Numerical Solution of Two-Dimensional Fractional Optimal Control Problems Using Fractional Vieta-Fibonacci Wavelets

Abstract

This paper presents a novel numerical framework for solving two-dimensional fractional optimal control problems (FOCPs) governed by Caputo fractional partial differential equations. The proposed approach is based on \emph{fractional Vieta--Fibonacci wavelets} (FVFWs), a recently developed wavelet family that combines the recursive structure of Fibonacci polynomials with fractional-order operators. We first construct operational matrices for fractional derivatives in the FVFW basis and employ them to transform the governing FOCP into a system of sparse algebraic equations. The state, adjoint, and control functions are approximated simultaneously in a unified wavelet space, enabling efficient reconstruction of the optimality system.
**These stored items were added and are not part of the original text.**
Issue #3437, opened 2026-04-23
[FEATURE]: Support search aggregation on pymilvus


MrPresent-Han:
### Is there an existing issue for this?

- [x] I have searched the existing issues

### Is your feature request related to a problem? Please describe.

Milvus now ships a \`common.SearchAggregationSpec\` proto that lets a single vector search return hierarchical bucket aggregations (category → brand → sku, with per-bucket metrics and top_hits). PyMilvus has no user-facing API for this yet — users can only fall back to the legacy single-field \`group_by_field\` / \`group_size\` kwargs, which cannot express:

- multi-field composite grouping keys
- per-bucket metrics (avg/sum/count/min/max)
- bucket-level ordering with tiebreakers
- intra-bucket document ordering (\`top_hits.sort\`)
- N-level nested grouping

Note: this tracks **search** aggregation (vector ANN + bucket grouping), distinct from #3177 which is about **query** aggregation (pure scalar query).

### Describe the solution you'd like

Add request + response classes that mirror the proto 1:1, plus an explicit kwarg on \`MilvusClient.search\` / \`AsyncMilvusClient.search\` / \`Collection.search\`:

\`\`\`python
from pymilvus import MilvusClient, SearchAggregation, TopHits

client.search(
    collection_name=\"products\",
    data=[query_vector],
    anns_field=\"embedding\",
    search_aggregation=SearchAggregation(
        fields=[\"category\"],
        size=5,
        metrics={\"total_revenue\": {\"sum\": \"price\"}},
        order=[{\"total_revenue\": \"desc\"}],
        top_hits=TopHits(size=2, sort=[{\"_score\": \"desc\"}]),
        sub_aggregation=SearchAggregation(
            fields=[\"brand\"],
            size=3,
            metrics={\"avg_rating\": {\"avg\": \"rating\"}},
            order=[{\"avg_rating\": \"desc\"}],
            top_hits=TopHits(size=3, sort=[{\"price\": \"asc\"}]),
        ),
    ),
    search_params={
        \"metric_type\": \"L2\",
        \"params\": {\"nprobe\": 10},
        \"aggregation_safe_factor\": 4,
    },
)
\`\`\`

### Phase 1 scope

- [x] Request classes \`SearchAggregation\` / \`TopHits\` — serialize to \`SearchRequest.search_aggregation\` (proto field 23)
- [x] Composite-field grouping, JSON path expressions
[...]

PR #3438, opened 2026-04-23
feat: support search aggregation API(#3437)

MrPresent-Han:
support search aggregation on pymilvus

issue: #3437


pymilvus/grpc_gen/schema_pb2.pyi
```diff
@@ -438,7 +456,9 @@ class SearchResultData(_message.Message):
     PRIMARY_FIELD_NAME_FIELD_NUMBER: _ClassVar[int]
     HIGHLIGHT_RESULTS_FIELD_NUMBER: _ClassVar[int]
     ELEMENT_INDICES_FIELD_NUMBER: _ClassVar[int]
-    ORDER_BY_FIELD_VALUES_FIELD_NUMBER: _ClassVar[int]
+    GROUP_BY_FIELD_VALUES_FIELD_NUMBER: _ClassVar[int]
```
XuanYang-cn, line 459: **Blocking — silent breaking change.** The proto submodule bump renames `SearchResultData.order_by_field_values` → `group_by_field_values`. Any downstream consumer that handcrafted against this `.pyi` breaks with no warning. Either call this rename out explicitly in the PR description, or split the proto bump into its own PR so it lands with its own changelog entry.

pymilvus/client/prepare.py
```diff
@@ -1572,6 +1586,21 @@ def search_requests_with_expr(
...
+                or aggregation_safe_factor <= 0
+            ):
+                raise ParamError(
+                    message=(
+                        f"{AGGREGATION_SAFE_FACTOR} must be a positive int, "
+                        f"got {aggregation_safe_factor!r}"
+                    )
+                )
+            search_params[AGGREGATION_SAFE_FACTOR] = aggregation_safe_factor
+
```
XuanYang-cn: **Blocking — dual ingestion path, one validated.** `aggregation_safe_factor` passed as a kwarg hits this validator and becomes a top-level `search_params` KV. But users can also put it inside `search_params["aggregation_safe_factor"]` — which is what `examples/search_aggregation.py:240` does — and it then flows through `get_params` (`utils.py:278-293`) into the serialized `params` blob, unvalidated, with a different wire shape. Invalid values (floats, negatives, bools, strings) ship silently via that path. Pick one canonical form and either reject the other or validate both.

pymilvus/client/search_result.py
```diff
@@ -410,6 +416,24 @@ def materialize(self):
...
+        res: schema_pb2.SearchResultData,
+    ) -> List[List[AggregationBucket]]:
+        if len(res.agg_buckets) == 0:
+            return []
+        parsed = parse_agg_buckets(res.agg_buckets)
+        # agg_topks[i] = number of top-level buckets belonging to query i.
+        # If the server didn't set agg_topks (older responses or nq==1), fall
+        # back to putting everything under a single query.
+        topks = list(res.agg_topks) if len(res.agg_topks) > 0 else [len(parsed)]
+        out: List[List[AggregationBucket]] = []
```
XuanYang-cn, line 440: **Blocking — silent bucket drops / shape collapse.**

1. No check that `sum(topks) == len(parsed)`. A buggy/future server that sends `agg_topks=[2,1]` with 4 buckets silently loses the trailing bucket.
2. The `else [len(parsed)]` fallback triggers whenever `agg_topks` is empty — including an `nq > 1` query where middleware drops the field. A 3-vector query then gets a one-element outer list shaped like nq=1.

Add at minimum a `logger.warning` + `assert offset == len(parsed)` after the loop, and an nq-aware fallback (e.g. use `res.num_queries` to emit the right number of empty inner lists).

pymilvus/client/search_aggregation.py
```diff
@@ -0,0 +1,306 @@
...
+"""
+
+from typing import Any, Dict, List, Optional, Union
+
+from pymilvus.exceptions import ParamError
+from pymilvus.grpc_gen import common_pb2, schema_pb2
+
+_VALID_METRIC_OPS = {"avg", "sum", "count", "min", "max"}
+_VALID_DIRECTIONS = {"asc", "desc"}
+_SPECIAL_ORDER_KEYS = {"_count", "_key"}
```
XuanYang-cn, line 15: Nit — `_MAX_NESTING_DEPTH = 4` is a client-side magic number. Does it mirror a server cap, a proto constraint, or is it arbitrary? Either source it from proto/config or add a one-line comment with the rationale so it's not brittle when the server limit changes.

pymilvus/client/search_aggregation.py
```diff
@@ -0,0 +1,306 @@
...
+                    message=f"SearchAggregation.fields must contain non-empty str, got {f!r}"
+                )
+            # JSON path expressions (e.g. "meta['region']") are not yet supported by
+            # the server in search_aggregation. Reject client-side until enabled.
+            if "[" in f or "]" in f:
+                raise ParamError(
+                    message=(
+                        f"SearchAggregation.fields does not yet support JSON path "
+                        f"expressions, got {f!r}"
+                    )
```
XuanYang-cn, line 94: Nit — bracket-only JSON-path rejection. This catches `meta['region']` and `a[0]` but lets `meta.region` through silently. Either widen the regex to cover dotted JSON paths, or narrow the error message to say "bracketed JSON path expressions not yet supported" so the rejection surface is explicit.

pymilvus/client/search_aggregation.py
```diff
@@ -0,0 +1,306 @@
...
+        return out
+
+    def _check_depth(self, current: int) -> None:
+        if current > _MAX_NESTING_DEPTH:
+            raise ParamError(
+                message=f"SearchAggregation nesting depth exceeds limit {_MAX_NESTING_DEPTH}"
+            )
+        if self._sub_aggregation is not None:
+            self._sub_aggregation._check_depth(current + 1)
+
```
XuanYang-cn: Nit — `_oneof_value` is dead code. Neither `AggregationHit` nor `AggregationBucket` calls it; each inlines its own `WhichOneof` loop. Either use it for consistency across the two call sites, or drop it.

pymilvus/client/search_aggregation.py
```diff
@@ -0,0 +1,306 @@
...
+        if self._sub_aggregation is not None:
+            spec.sub_aggregation.CopyFrom(self._sub_aggregation.to_proto())
+        return spec
+
+
+def _oneof_value(msg: Any) -> Any:
+    """Resolve the populated oneof branch on a proto message; returns None if none set."""
+    which = msg.WhichOneof("value") if msg.DESCRIPTOR.oneofs_by_name.get("value") else None
+    return getattr(msg, which) if which else None
+
```
XuanYang-cn, line 189: Nit — inconsistent missing-name fallback. `AggregationHit` falls back to `str(field_id)` when the proto has no `field_name`, but `AggregationBucket.key` falls back to empty string (verified in `tests/test_search_aggregation.py:394` vs `:450-454`). Pick one behavior — the asymmetry will trip users who iterate both sides of the response.

pymilvus/milvus_client/milvus_client.py
```diff
@@ -431,6 +433,9 @@ def search(
                 Defaults to None.
             ids (Optional[Union[List[int], List[str], str, int]]): The ids to use for the search.
                 Defaults to None.
+            search_aggregation (SearchAggregation, optional): Hierarchical bucket aggregation spec.
+                Mutually exclusive with group_by_field. When set, `limit` is ignored and the root
```
XuanYang-cn, line 437: Nit — docstring says "`limit` is ignored" when `search_aggregation` is set, but nothing in the client enforces or warns. A user passing both will silently have `limit` dropped at the server. Consider at least `logger.warning` when a non-default `limit` collides with `search_aggregation`, so the silent drop isn't a debugging black hole.

XuanYang-cn (changes requested):
Phase-1 search-aggregation API is well-scoped, mirrors issue #3437, and has strong unit coverage for request-side validation and response-side parsing. Public API changes are default-safe. Three blockers before a clean LGTM — see inline comments.

**Blocking**
1. `schema_pb2.pyi` — silent rename of `SearchResultData.order_by_field_values` → `group_by_field_values` from the proto submodule bump. Undocumented breaking surface change. Call out in PR body or split proto bump into its own PR so downstream consumers aren't surprised.
2. `prepare.py` — `aggregation_safe_factor` has two ingestion paths (kwargs vs inside the `search_params` dict) that send different wire encodings and only the kwargs path is validated. The example itself uses the un-validated `search_params` dict path (`examples/search_aggregation.py:240`). Invalid values (floats/bools/negatives) ship silently. Unify on one canonical form or validate both.
3. `search_result.py:_split_agg_buckets` — never checks `sum(topks) == len(parsed)` and collapses multi-query responses (nq > 1) into an nq=1 shape when `agg_topks` is absent. Add at least a warning + nq-aware fallback so bucket drops or shape collapses don't go silent.

**Nits** (inline): JSON-path rejection catches `[...]` only (not dotted `meta.region`); `_MAX_NESTING_DEPTH = 4` magic; unused `_oneof_value` helper; bucket-key vs hit-field missing-name fallback inconsistency; docstring claims `limit` is ignored with no in-client warn; no end-to-end test through `MilvusClient.search` / `AsyncMilvusClient.search` / `Collection.search` — only `Prepare` is exercised.

pymilvus/grpc_gen/schema_pb2.pyi
MrPresent-Han: `order_by_field_values` was never consumed by any Milvus client (zero references in pymilvus/Go SDK) and never shipped in a released server build, so the rename is a no-op in practice. Field 16 is reserved on the proto side. Resolving this thread.

pymilvus/client/prepare.py
MrPresent-Han: Good catch. `aggregation_safe_factor` is not formally modeled in `SearchAggregationSpec` yet, so exposing it from the Python SDK was premature. I removed the SDK-side handling and also removed it from the example to avoid implying support before the proto/schema officially carries it.

pymilvus/client/search_aggregation.py
MrPresent-Han: Removed the client-side hardcoded nesting-depth check. This limit should be enforced by Milvus server side rather than duplicated as an SDK constant, so the Python side now just builds the nested spec and leaves authoritative validation to the server.

pymilvus/client/search_aggregation.py
MrPresent-Han: Narrowed the error message here to make the current rejection surface explicit: the client currently rejects bracketed JSON-path expressions, rather than claiming to reject all JSON-path forms.

pymilvus/client/search_aggregation.py
MrPresent-Han: Switched both `AggregationHit` and `AggregationBucket` over to `_oneof_value`, so the helper is now used consistently instead of leaving duplicated `WhichOneof` handling at each call site.

pymilvus/milvus_client/milvus_client.py
MrPresent-Han: Added a warning on both sync and async search paths when `search_aggregation` is set, so callers are explicitly told that `limit` is ignored and the top-level bucket count is controlled by `SearchAggregation.size`.

MrPresent-Han:
Added lightweight coverage through the public client entry points as well: `MilvusClient.search`, `AsyncMilvusClient.search`, and `Collection.search` now each have a focused test asserting that `search_aggregation` is forwarded down correctly.

pymilvus/client/search_aggregation.py
MrPresent-Han: changed

pymilvus/client/search_result.py
MrPresent-Han: Fixed this path with warning + fallback handling. When `agg_topks` is missing for `nq > 1`, the SDK now logs a warning and returns the correct outer shape (`nq` empty groups) instead of collapsing to an `nq=1` layout. When `agg_topks` does not match the parsed bucket count, it now logs a warning and preserves trailing buckets instead of silently dropping them.

XuanYang-cn:
This is master/3.0 feature, no need to backport
/lgtm
/approve

XuanYang-cn (approved):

The resulting nonlinear algebraic system is solved using Newton’s method, which guarantees quadratic convergence under standard assumptions. A benchmark two-dimensional fractional control problem is presented to validate the proposed scheme. Numerical results demonstrate that FVFWs achieve high accuracy with relatively few basis functions, outperforming conventional wavelet and spectral approaches in terms of computational efficiency. The method provides a general framework that can be extended to nonlinear fractional PDEs, time-dependent fractional dynamics, and problems with control constraints.